## Items from a data source:
============================================================
PR #237, opened 2021-11-25
Cleaning up rootdir checking and subdir sanity

Alberth289346:
ADDED:

- `JPlag.getLanguage()` was now the only place where it was used, and asking for a variable of its own instance variable through a public method is a bit weird then, so I deleted the function (Perhaps a left-over from not deriving from `Program` any more?)
- Root directory sanity was checked at several places in different ways which begs for unitfication.
- Basecode option value got sneakily changed while checking sanity of supplied values. Changing it inside the `Options` is more robust.
- I saw the  subdirectory too there, and just added that change there too, as somewhere an equality test against a directory name from the file system is performed so any directory-separators in the name won't do any good.

I forgot to run the tests, and promptly the patch was rejected, as the above names can be `null` since they are optional.

### DIFF
--- a/jplag/src/main/java/de/jplag/JPlag.java
+++ b/jplag/src/main/java/de/jplag/JPlag.java
@@ -87,7 +87,6 @@ public class JPlag {
                             ExitException.BAD_PARAMETER);
                 }
             }
-            options.setBaseCodeSubmissionName(baseCode);
             System.out.println("Basecode directory \"" + baseCodePath + "\" will be used");
         }
     }
--- a/jplag/src/main/java/de/jplag/JPlag.java
+++ b/jplag/src/main/java/de/jplag/JPlag.java
@@ -51,7 +51,7 @@ public class JPlag {
         if (!rootDir.isDirectory()) {
             throw new ExitException(options.getRootDirectoryName() + " is not a directory!");
         }
-        
+
         // 2. Parse and validate submissions:
         SubmissionSetBuilder builder = new SubmissionSetBuilder(language, options, errorCollector);
         SubmissionSet submissionSet = builder.buildSubmissionSet(rootDir);
@@ -72,14 +72,6 @@ public class JPlag {
         System.out.println("Total time for comparing submissions: " + TimeUtil.formatDuration(result.getDuration()));
         return result;
     }
-
-    /**
-     * @return the configured language in which the submissions are written.
-     */
-    public Language getLanguage() {
-        return language;
-    }
-
 
     /**
      * This method checks whether the base code directory value is valid.
@@ -142,8 +134,8 @@ public class JPlag {
             throw new ExitException("Language instantiation failed", ExitException.BAD_LANGUAGE_ERROR);
         }
 
-        this.options.setLanguageDefaults(this.getLanguage());
+        this.options.setLanguageDefaults(this.language);
 
-        System.out.println("Initialized language " + this.getLanguage().getName());
+        System.out.println("Initialized language " + this.language.getName());
     }
 }
--- a/jplag/src/main/java/de/jplag/JPlag.java
+++ b/jplag/src/main/java/de/jplag/JPlag.java
@@ -71,7 +71,7 @@ public class JPlag {
         getRootDirectory(); // Performs checks on the root directory.
 
         if (options.hasBaseCode()) {
-            String baseCode = options.getBaseCodeSubmissionName().replace(File.separator, ""); // trim problematic file separators
+            String baseCode = options.getBaseCodeSubmissionName();
             if (baseCode.contains(".")) {
                 throw new ExitException("The basecode directory name \"" + baseCode + "\" cannot contain dots!", ExitException.BAD_PARAMETER);
             }
--- a/jplag/src/main/java/de/jplag/JPlag.java
+++ b/jplag/src/main/java/de/jplag/JPlag.java
@@ -43,18 +43,9 @@ public class JPlag {
      * @throws ExitException if the JPlag exits preemptively.
      */
     public JPlagResult run() throws ExitException {
-        // 1. Preparation:
-        File rootDir = new File(options.getRootDirectoryName());
-        if (!rootDir.exists()) {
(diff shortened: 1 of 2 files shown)


tsaglam:
Can you add a short description for the PR.
I would be interested in what cases lead to the file separator problems and how the problems manifested themselves.

jplag/src/main/java/de/jplag/JPlag.java
```diff
@@ -67,29 +58,19 @@ public JPlagResult run() throws ExitException {
...
      */
     private void checkBaseCodeOption() throws ExitException {
-        if (options.hasBaseCode()) {
-            if (!new File(options.getRootDirectoryName()).exists()) {
-                throw new ExitException("Root directory \"" + options.getRootDirectoryName() + "\" doesn't exist!", ExitException.BAD_PARAMETER);
-            }
+        getRootDirectory(); // Performs checks on the root directory.
 
+        if (options.hasBaseCode()) {
             String baseCode = options.getBaseCodeSubmissionName().replace(File.separator, ""); // trim problematic file separators
```
tsaglam, line 74: The file separator of the basecode submission name is already trimmed here.

jplag/src/main/java/de/jplag/options/JPlagOptions.java
```diff
@@ -218,11 +219,13 @@ public void setRootDirectoryName(String rootDirectoryName) {
     }
 
     public void setBaseCodeSubmissionName(String baseCodeSubmissionName) {
-        this.baseCodeSubmissionName = baseCodeSubmissionName;
+        // Trim problematic file separators.
+        this.baseCodeSubmissionName = (baseCodeSubmissionName == null) ? null : baseCodeSubmissionName.replace(File.separator, "");
```
tsaglam, line 223: This is now duplicated, we should only trim once to ensure maintainability.

jplag/src/main/java/de/jplag/options/JPlagOptions.java
```diff
@@ -218,11 +219,13 @@ public void setRootDirectoryName(String rootDirectoryName) {
...
     }
 
     public void setSubdirectoryName(String subdirectoryName) {
-        this.subdirectoryName = subdirectoryName;
+        // Trim problematic file separators.
+        this.subdirectoryName = (subdirectoryName == null) ? null : subdirectoryName.replace(File.separator, "");
     }
```
tsaglam, line 229: Now that I look at that code I wonder if settings null here should even be allowed? If not, we should check for null and throw an `IllegalArgumentException` if null. If not, we can safely trim here without the not to nice `(subdirectoryName == null) ? null` check.

jplag/src/main/java/de/jplag/options/JPlagOptions.java
tsaglam: But I think trimming here is a good idea.

tsaglam (changes requested):

jplag/src/main/java/de/jplag/options/JPlagOptions.java
tsaglam: In which cases did you previously encounter an NPE here? What caused it?

jplag/src/main/java/de/jplag/JPlag.java
Alberth289346: Yes, and at old line 109 below it gets sneaked back into the options, so it's changed in this function.

Since this code is called from the constructor, all other uses of `options.getBaseCodeSubmissionName()` get the trimmed version, and can compare `File.getName()` with the option value and get a correct answer.  
I just moved this trim call to the option setter itself.

I see now it's not deleted, I agree that's not good.

jplag/src/main/java/de/jplag/options/JPlagOptions.java
Alberth289346: One of the test cases crashed.

Afaik `subdirectoryName` is an optional name of a folder inside a submission containing the source code (`root/*` for submissions versus `root/*/subdir`). Being optional, I'd expect it to be `null` sometimes (which seems to be the case for its definition ` SUBDIRECTORY("-S", String.class),`, there is no default value.

Alberth289346: Hmm, actually I fixed the crash on the base code and then used the above idea to conclude that sub directory needed it as well.

tsaglam: Ah, I see, the CLI will set all options, since argparse4j will return null if an argument is not set.
We could change the CLI to only call the setter if the value is non-null, however for now we can leave it like this.

jplag/src/main/java/de/jplag/JPlag.java
tsaglam: > I see now it's not deleted, I agree that's not good.
Yes, let's delete it here and keep it in the options.

Alberth289346:
So remove the `replace` call at new line 74 ?

Alberth289346:
Done.

fyi, both directory names can be null judging from the code, see below.

The only remaining `replace` call is in argument `-` prefix stripping.

The only remaining `set` calls on the basecode name and subdir name are from argument to option copying, ie no more sneaky setting them while processing submissions.

### basecode directory name usage
*SubmissionSet.mapFileNamesToSubmissions*, line 122:
`if (options.hasBaseCode() && options.getBaseCodeSubmissionName().equals(fileName)) {`

There is also a retrieval from html report printing (and inserted without html escaping, yay! :) ).

### subdirectory name usage

*SubmissionSet.mapFileNamesToSubmissions*, line 106:
`if (submissionFile.isDirectory() && options.getSubdirectoryName() != null) {`


*JPlag.checkBaseCodeOption*, lines 83/84:
```
String subdirectory = options.getSubdirectoryName();
if (subdirectory != null && subdirectory.length() != 0) {
```

tsaglam (approved):

tsaglam:
Looks good to me!

> There is also a retrieval from html report printing (and inserted without html escaping, yay! :)

Thankfully, it is only a matter of time now until we get rid of the old hardcoded HTML report generation!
============================================================
## What to do:
All lines of the data above must be repeated exactly.

## Task output:
PR #237, opened 2021-11-25
Cleaning up rootdir checking and subdir sanity

Alberth289346:
ADDED:

- `JPlag.getLanguage()` was now the only place where it was used, and asking for a variable of its own instance variable through a public method is a bit weird then, so I deleted the function (Perhaps a left-over from not deriving from `Program` any more?)
- Root directory sanity was checked at several places in different ways which begs for unitfication.
- Basecode option value got sneakily changed while checking sanity of supplied values. Changing it inside the `Options` is more robust.
- I saw the  subdirectory too there, and just added that change there too, as somewhere an equality test against a directory name from the file system is performed so any directory-separators in the name won't do any good.

I forgot to run the tests, and promptly the patch was rejected, as the above names can be `null` since they are optional.

### DIFF
--- a/jplag/src/main/java/de/jplag/JPlag.java
+++ b/jplag/src/main/java/de/jplag/JPlag.java
@@ -87,7 +87,6 @@ public class JPlag {
                             ExitException.BAD_PARAMETER);
                 }
             }
-            options.setBaseCodeSubmissionName(baseCode);
             System.out.println("Basecode directory \"" + baseCodePath + "\" will be used");
         }
     }
--- a/jplag/src/main/java/de/jplag/JPlag.java
+++ b/jplag/src/main/java/de/jplag/JPlag.java
@@ -51,7 +51,7 @@ public class JPlag {
         if (!rootDir.isDirectory()) {
             throw new ExitException(options.getRootDirectoryName() + " is not a directory!");
         }
-        
+
         // 2. Parse and validate submissions:
         SubmissionSetBuilder builder = new SubmissionSetBuilder(language, options, errorCollector);
         SubmissionSet submissionSet = builder.buildSubmissionSet(rootDir);
@@ -72,14 +72,6 @@ public class JPlag {
         System.out.println("Total time for comparing submissions: " + TimeUtil.formatDuration(result.getDuration()));
         return result;
     }
-
-    /**
-     * @return the configured language in which the submissions are written.
-     */
-    public Language getLanguage() {
-        return language;
-    }
-
 
     /**
      * This method checks whether the base code directory value is valid.
@@ -142,8 +134,8 @@ public class JPlag {
             throw new ExitException("Language instantiation failed", ExitException.BAD_LANGUAGE_ERROR);
         }
 
-        this.options.setLanguageDefaults(this.getLanguage());
+        this.options.setLanguageDefaults(this.language);
 
-        System.out.println("Initialized language " + this.getLanguage().getName());
+        System.out.println("Initialized language " + this.language.getName());
     }
 }
--- a/jplag/src/main/java/de/jplag/JPlag.java
+++ b/jplag/src/main/java/de/jplag/JPlag.java
@@ -71,7 +71,7 @@ public class JPlag {
         getRootDirectory(); // Performs checks on the root directory.
 
         if (options.hasBaseCode()) {
-            String baseCode = options.getBaseCodeSubmissionName().replace(File.separator, ""); // trim problematic file separators
+            String baseCode = options.getBaseCodeSubmissionName();
             if (baseCode.contains(".")) {
                 throw new ExitException("The basecode directory name \"" + baseCode + "\" cannot contain dots!", ExitException.BAD_PARAMETER);
             }
--- a/jplag/src/main/java/de/jplag/JPlag.java
+++ b/jplag/src/main/java/de/jplag/JPlag.java
@@ -43,18 +43,9 @@ public class JPlag {
      * @throws ExitException if the JPlag exits preemptively.
      */
     public JPlagResult run() throws ExitException {
-        // 1. Preparation:
-        File rootDir = new File(options.getRootDirectoryName());
-        if (!rootDir.exists()) {
(diff shortened: 1 of 2 files shown)


tsaglam:
Can you add a short description for the PR.
I would be interested in what cases lead to the file separator problems and how the problems manifested themselves.

jplag/src/main/java/de/jplag/JPlag.java
```diff
@@ -67,29 +58,19 @@ public JPlagResult run() throws ExitException {
...
      */
     private void checkBaseCodeOption() throws ExitException {
-        if (options.hasBaseCode()) {
-            if (!new File(options.getRootDirectoryName()).exists()) {
-                throw new ExitException("Root directory \"" + options.getRootDirectoryName() + "\" doesn't exist!", ExitException.BAD_PARAMETER);
-            }
+        getRootDirectory(); // Performs checks on the root directory.
 
+        if (options.hasBaseCode()) {
             String baseCode = options.getBaseCodeSubmissionName().replace(File.separator, ""); // trim problematic file separators
```
tsaglam, line 74: The file separator of the basecode submission name is already trimmed here.

jplag/src/main/java/de/jplag/options/JPlagOptions.java
```diff
@@ -218,11 +219,13 @@ public void setRootDirectoryName(String rootDirectoryName) {
     }
 
     public void setBaseCodeSubmissionName(String baseCodeSubmissionName) {
-        this.baseCodeSubmissionName = baseCodeSubmissionName;
+        // Trim problematic file separators.
+        this.baseCodeSubmissionName = (baseCodeSubmissionName == null) ? null : baseCodeSubmissionName.replace(File.separator, "");
```
tsaglam, line 223: This is now duplicated, we should only trim once to ensure maintainability.

jplag/src/main/java/de/jplag/options/JPlagOptions.java
```diff
@@ -218,11 +219,13 @@ public void setRootDirectoryName(String rootDirectoryName) {
...
     }
 
     public void setSubdirectoryName(String subdirectoryName) {
-        this.subdirectoryName = subdirectoryName;
+        // Trim problematic file separators.
+        this.subdirectoryName = (subdirectoryName == null) ? null : subdirectoryName.replace(File.separator, "");
     }
```
tsaglam, line 229: Now that I look at that code I wonder if settings null here should even be allowed? If not, we should check for null and throw an `IllegalArgumentException` if null. If not, we can safely trim here without the not to nice `(subdirectoryName == null) ? null` check.

jplag/src/main/java/de/jplag/options/JPlagOptions.java
tsaglam: But I think trimming here is a good idea.

tsaglam (changes requested):

jplag/src/main/java/de/jplag/options/JPlagOptions.java
tsaglam: In which cases did you previously encounter an NPE here? What caused it?

jplag/src/main/java/de/jplag/JPlag.java
Alberth289346: Yes, and at old line 109 below it gets sneaked back into the options, so it's changed in this function.

Since this code is called from the constructor, all other uses of `options.getBaseCodeSubmissionName()` get the trimmed version, and can compare `File.getName()` with the option value and get a correct answer.  
I just moved this trim call to the option setter itself.

I see now it's not deleted, I agree that's not good.

jplag/src/main/java/de/jplag/options/JPlagOptions.java
Alberth289346: One of the test cases crashed.

Afaik `subdirectoryName` is an optional name of a folder inside a submission containing the source code (`root/*` for submissions versus `root/*/subdir`). Being optional, I'd expect it to be `null` sometimes (which seems to be the case for its definition ` SUBDIRECTORY("-S", String.class),`, there is no default value.

Alberth289346: Hmm, actually I fixed the crash on the base code and then used the above idea to conclude that sub directory needed it as well.

tsaglam: Ah, I see, the CLI will set all options, since argparse4j will return null if an argument is not set.
We could change the CLI to only call the setter if the value is non-null, however for now we can leave it like this.

jplag/src/main/java/de/jplag/JPlag.java
tsaglam: > I see now it's not deleted, I agree that's not good.
Yes, let's delete it here and keep it in the options.

Alberth289346:
So remove the `replace` call at new line 74 ?

Alberth289346:
Done.

fyi, both directory names can be null judging from the code, see below.

The only remaining `replace` call is in argument `-` prefix stripping.

The only remaining `set` calls on the basecode name and subdir name are from argument to option copying, ie no more sneaky setting them while processing submissions.

### basecode directory name usage
*SubmissionSet.mapFileNamesToSubmissions*, line 122:
`if (options.hasBaseCode() && options.getBaseCodeSubmissionName().equals(fileName)) {`

There is also a retrieval from html report printing (and inserted without html escaping, yay! :) ).

### subdirectory name usage

*SubmissionSet.mapFileNamesToSubmissions*, line 106:
`if (submissionFile.isDirectory() && options.getSubdirectoryName() != null) {`


*JPlag.checkBaseCodeOption*, lines 83/84:
```
String subdirectory = options.getSubdirectoryName();
if (subdirectory != null && subdirectory.length() != 0) {
```

tsaglam (approved):

tsaglam:
Looks good to me!

> There is also a retrieval from html report printing (and inserted without html escaping, yay! :)

Thankfully, it is only a matter of time now until we get rid of the old hardcoded HTML report generation!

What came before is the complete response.